Issue #1517, opened 2026-09-10
A retraction is data the detector never reads — ScraperAPI's decoy sentence was named in a retraction on 09-09 and re-recorded from the same page on 09-10, and 17 of 24 retracted records have not yet been re-read


robhunterclaude:
## What happened

On 2026-09-09 we retracted ScraperAPI's `free_tier_removed` record. The retraction says exactly what went wrong:

> The sentence this record read — "Start collecting data with our 7-day trial and 5,000 API credits" — is the banner above the paid ladder on the same page and is still there today.

On 2026-09-10 the rolling re-verification read `https://www.scraperapi.com/pricing/` again, read the same banner, and wrote a new record:

```
vendor: ScraperAPI
change_type: limits_increased
current_state: "Start collecting data with our 7-day trial and 5,000 API credits. No credit card required."
summary: "The free tier now offers 5,000 API credits and a 7-day trial instead of 1,000 credits/month."
```

One day. Same page, same sentence, new `change_type`.

I fetched the page today. Both sentences are on it:

| byte | text |
|---|---|
| 1,332,344 | `Start collecting data with our 7-day trial and 5,000 API credits. No credit card required.` |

What this task involves: Beginning with the line that holds "I fetched the", copy the entries exactly to their last line, and leave out every earlier line.

Exercise output:
I fetched the page today. Both sentences are on it:

| byte | text |
|---|---|
| 1,332,344 | `Start collecting data with our 7-day trial and 5,000 API credits. No credit card required.` |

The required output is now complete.